Ist die gleichen Frage wie "Was bringt einem eine Programmdokumentation für Vorteile?".

Versuch mal in einem etwas größerem Projekt den Überblick zu behalten, oder dich in dem Code anderer zurechtzufinden, oder mit mehreren an einem Projekt zu sitzen und und und

Das "Ich setz mich an die Kiste und hacke drauf los" war früher. Heute setzt man sich erstmal ans Reißbrett und plant in Ruhe durch. Spart einem im Endeffekt viel Zeit.


----------



## Keld (10. Dez 2003)

Wir können das ganze auch noch weiter drehen...

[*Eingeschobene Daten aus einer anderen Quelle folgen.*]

PR #424, opened 2023-01-22
Upgrade gmrsv2.py to use mem.immutable (revisited) - #10288

KC9HI:
This model supports "fully customizable channels" which created some additional challenges.

# CHIRP PR Checklist

* All tests must be passing.

### DIFF
--- a/chirp/chirp_common.py
+++ b/chirp/chirp_common.py
@@ -1067,6 +1067,12 @@ class ValidationError(ValidationMessage):
     pass
 
 
+def split_validation_msgs(msgs):
+    """Split a list of msgs into warnings,errors"""
+    return ([x for x in msgs if isinstance(x, ValidationWarning)],
+            [x for x in msgs if isinstance(x, ValidationError)])
+
+
 class Alias(object):
     VENDOR = "Unknown"
     MODEL = "Unknown"
--- a/chirp/drivers/gmrsv2.py
+++ b/chirp/drivers/gmrsv2.py
@@ -392,6 +392,22 @@ class GMRSV2(baofeng_common.BaofengCommonHT):
         """Process the mem map into the mem object"""
         self._memobj = bitwise.parse(self.MEM_FORMAT, self._mmap)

In der heutigen Zeit werden Projekte nur noch am "Reissbrett" (UML) erstellt. Der Code für viele Probleme (Algorithmen oder in diesem Sinne die Numerische Algorithmik) existiert meist schon. Man muss sehr selten das Rad neu erfinden. 
Als Kennzahlen kann man meist sagen : Zeitfaktor 80% Design 20% Code. Dieses 80/20 Schema zieht sich eigentlich durch die Komplette IT.


----------



## Gast (19. Mai 2005)

Wir verwenden in unserem Projekt das plugin DiamondSpin. Weitere Infos auf http://www.crystalbyte.com


----------